Epiphany Shanov (Епифаний Шанов 1849-1940) was a Bulgarian Uniate priest.

==Biography==
Shanov was born in Kazanlak on October 18, 1849. He received primary education there. At the age of 12, he began studying at the Uniate Gymnasium in Edirne. Shanov continued his education in Rome and in 1873 was ordained as a priest. Afterwards, Epiphany served in Thessaloniki, where he spent the next years of his life. After the recall of Lazar Mladenov on July 23, 1895, he became the Bishop of the Bulgarian Uniat Church in Macedonia and on September 8, 1895 in Istanbul he was granted the title Livadian Bishop and appointed as Apostolic vicar in Macedonia.
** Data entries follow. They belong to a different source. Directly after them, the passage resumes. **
PR #6184, opened 2025-07-12
Lock describe_location button to query placeholder

hlfan:
Use the input state to toggle the describe_location button's visibility with CSS instead of manually updating.

### DIFF
--- a/app/assets/stylesheets/common.scss
+++ b/app/assets/stylesheets/common.scss
@@ -556,6 +556,10 @@ header .search_forms,
 .search_form {
   .describe_location {
     font-size: 10px;
+
+    input:not(:placeholder-shown) + .input-group-text & {
+      display: none;
+    }
   }
 }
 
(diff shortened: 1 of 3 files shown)


app/assets/stylesheets/common.scss
```diff
@@ -556,6 +556,10 @@ header .search_forms,
 .search_form {
   .describe_location {
     font-size: 10px;
+
+    input:not(:placeholder-shown) + .input-group-text & {
```
tomhughes: This rule doesn't actually work because it compiles to:

```css
input:not(:placeholder-shown) + .input-group-text .search_form .describe_location
```

when what you want is:

```css
.search_form input:not(:placeholder-shown) + .input-group-text .describe_location
```

tomhughes (changes requested):
In addition to my inline comment there's a separate issue on Firefox which I've opened #6185 for.

hlfan:
Dependent on #6185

Initially his office was in Kilkis. Bishop Epiphany Shanov supported the activities of the Internal Macedonian Revolutionary Organization (IMRO). In 1903 in Macedonia, under his leadership, over 10,000 Uniates lived in 20 villages, 10 churches, 30 priests, including 13 boys' and 9 girls' schools.
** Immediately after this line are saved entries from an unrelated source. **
PR #6187, opened 2025-07-12
Don't do partial renders for turbo page visits

### LINKED ISSUE #6172: Paging interferes with logout flow
### URL

_No response_

* We're starting on a page that supports paging (so either diaries or traces) and navigate to an older entry. The resulting URL in the browser window is then something like:
- https://www.openstreetmap.org/diary?before=407009
- https://www.openstreetmap.org/traces?before=12015435
* Press logout
* Notice an HTTP 422 Unprocessable Entity error code, browser points to https://www.openstreetmap.org/logout?referer=%2Ftraces

_No response_

tomhughes:
Setting `turbo-action=advance` as our pagination helper does causes a frame navigation to be [promoted to a page visit](https://turbo.hotwired.dev/handbook/frames#promoting-a-frame-navigation-to-a-page-visit) which means turbo will try and [merge the head elements](https://turbo.hotwired.dev/handbook/drive#page-navigation-basics) and remove meta and link elements which are missing from the turbo response.

In order to avoid breaking things we need to ensure we send the full head element in such cases or things like the CSRF token will be lost.

Fixes #6172

### DIFF
--- a/app/controllers/accounts/deletions_controller.rb
+++ b/app/controllers/accounts/deletions_controller.rb
@@ -1,6 +1,6 @@
 module Accounts
   class DeletionsController < ApplicationController
-    layout "site"
+    layout :site_layout
 
     before_action :authorize_web
     before_action :set_locale
--- a/app/controllers/accounts/pd_declarations_controller.rb
+++ b/app/controllers/accounts/pd_declarations_controller.rb
@@ -1,6 +1,6 @@
 module Accounts
   class PdDeclarationsController < ApplicationController
-    layout "site"
+    layout :site_layout
 
     before_action :authorize_web
     before_action :set_locale
--- a/app/controllers/accounts/terms_controller.rb
+++ b/app/controllers/accounts/terms_controller.rb
@@ -2,7 +2,7 @@ module Accounts
   class TermsController < ApplicationController
     include SessionMethods
 
-    layout "site"
+    layout :site_layout
 
     before_action -> { authorize_web(:skip_terms => true) }
     before_action :set_locale
--- a/app/controllers/accounts_controller.rb
+++ b/app/controllers/accounts_controller.rb
@@ -2,7 +2,7 @@ class AccountsController < ApplicationController
   include SessionMethods
   include UserMethods
 
-  layout "site"
+  layout :site_layout
 
   before_action :authorize_web
   before_action :set_locale
--- a/app/controllers/application_controller.rb
+++ b/app/controllers/application_controller.rb
@@ -39,6 +39,10 @@ class ApplicationController < ActionController::Base
 
   private
 
+  def site_layout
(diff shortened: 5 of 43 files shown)


AntonKhorev:
But you don't have to resend the entire page. #5175 fixed this by sending `<head>` + partial without the rest of the page. However that wasn't the only issue, another one was #6112 and at the time I didn't know how/if it was related, that's why I kept that PR as a draft. Now I know it was because of `Vary` header.

tomhughes:
No you're right that you don't have to send the whole page - you can do `render "_page"` to render the template but not as a partial but you still get the whole of the layout so you don't really save much.

Yes I guess your solution from #5175 works as well though it seems quite hacky and I don't know if it's really guaranteed to work given what you send isn't really valid HTML but then neither is just sending the partial.

I think what we're trying to do is really push things beyond what's intended though? Most examples seem to assume you're just sending the full page as normal and leaving the client to figure out what bits are needed...

AntonKhorev:
This is the intended layout:
https://github.com/hotwired/turbo-rails/blob/main/app/views/layouts/turbo_rails/frame.html.erb

Ours need to be updated according to:
https://github.com/hotwired/turbo-rails?tab=readme-ov-file#a-note-on-custom-layouts

tomhughes:
I've added that in now although I don't think it's a perfect solution - it restore the CSRF meta tags which is the immediate problem here but there's lots of other stuff that gets lost from the `head` element.

In principle the `yield :head` lets you add stuff in but that requires you to have been able to call `content_for :head` without having to add it to every individual page but that would have to be done from the layout which we're not in control of.

If it proves to be a problem then we could replace their special layout with one of our own that includes a fuller `head` element without all the rest of the layout.

You do of course still get the rest of the page outside the layout in any case.

AntonKhorev:
I updated my #5175. It only changes controllers that use turbo pagination.

Their `frame.html.erb` isn't entirely working for us because we have a lot of stuff inside `<head>` that's not added using `content_for :head`. I'm including the entire `layouts/head` which should be almost everything except for maybe rss links in some cases.

tomhughes:
Well yes I considered doing that as I said and it would be easy enough if people prefer to go that way.

I don't see any point in limiting it to specific requests though - surely the mechanism here that does it automatically for all frame requests is better and more future proof?

tomhughes:
I've updated this to send the full head by using our own layout...

AntonKhorev:
Not using Turbo is even more future proof, if we're not interested in making responses faster.

AntonKhorev:
The difference between payloads here and in #5175 is not that large after all.

If we need to save on the output or on rendering of what's not going to make it to the output, we can add `if turbo_frame_request_id` to `content_for :heading` for example.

In 1909, Shanov resigned, but his resignation was not accepted by the Apostolic Delegate. Shanov remained head of the Bulgarian Uniate Church during the Balkan Wars. In 1913, Greek soldiers arrested him and he went into exile first to the island of Naxos and then to Trikeri, where he remained until the First World War ended. Shanov was released in 1919 and retired to Kazanlak. In the late summer of 1921 he again asked the Pope in Rome to be released from his duties as Bishop of the Thessaloniki diocese. The Pope accepted his request and he retired to Kazanlak, where he died in 1940.